> Aim of the task
Every entry should be reproduced word for word.

Dataset entries
PR #1372, opened 2022-09-29
Update rake task to handle different situations

chao-xian:
Running on staging found different data states that meant things errored and the rake task would bomb. Hopefully these changes will handle things ok.

### DIFF
--- a/lib/tasks/travel_advice/tmp_swap_travel_advice_link.rake
+++ b/lib/tasks/travel_advice/tmp_swap_travel_advice_link.rake
@@ -15,15 +15,23 @@ namespace :travel_advice do
       links = Services.publishing_api.get_links(edition["content_id"])["links"]
       next unless links && links["ordered_related_items"]
 
-      index_of_link = links["ordered_related_items"].index(take_out)
+      p "Updating links for item #{edition['content_id']}"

> Solution for this problem
PR #1372, opened 2022-09-29
Update rake task to handle different situations

chao-xian:
Running on staging found different data states that meant things errored and the rake task would bomb. Hopefully these changes will handle things ok.

### DIFF
--- a/lib/tasks/travel_advice/tmp_swap_travel_advice_link.rake
+++ b/lib/tasks/travel_advice/tmp_swap_travel_advice_link.rake
@@ -15,15 +15,23 @@ namespace :travel_advice do
       links = Services.publishing_api.get_links(edition["content_id"])["links"]
       next unless links && links["ordered_related_items"]
 
-      index_of_link = links["ordered_related_items"].index(take_out)
+      p "Updating links for item #{edition['content_id']}"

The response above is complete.